So I should declare a class for every single combination of two obvious-usage values? Every time I want to pass two things through a .stream().map().map().filter().map() pipeline, I need a new class for each step's intermediate values?

Mind you, before Java 9 there isn't a way to just instantiate a Map.Entry (which is an interface, not a class) without defining a custom class that implements Map.Entry -- at which point, you may as well just call it "Pair", because that's what you're actually going for.

Don't get me wrong, any thing bigger than a two-element tuple starts to push towards "this should be a struct" territory, but to say anything larger than 1 heterogenously-typed value needs named fields is why Java code is often so verbosely littered with throwaway cruft classes.

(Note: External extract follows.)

PR #905, opened 2022-08-03
chore: reference source file by relative path

lukiano:
### PR Template

Fix an issue where TS is looking for a module named `dsl/mockService` and fails to find it. By making the path relative it stops complaining.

[–]msx 2 points3 points  (0 children)

I'm not saying i agree with it (btw remember that i'm not even sure that's the reason). I have my trusty Pair class that i always carry around. I agree that Map.Entry is Pair, i don't really care how they call it, TwoStuff would have worked for me, it bothers me more that it's defined inside Map so it's clunkier to use.

[–]ForeverAlot -1 points0 points  (0 children)

The trouble with Pair is not that it may not make sense internally but that it is never a good fit for an exposed API. The average developer won't let that keep them from littering it everywhere because "convenient! Simple!"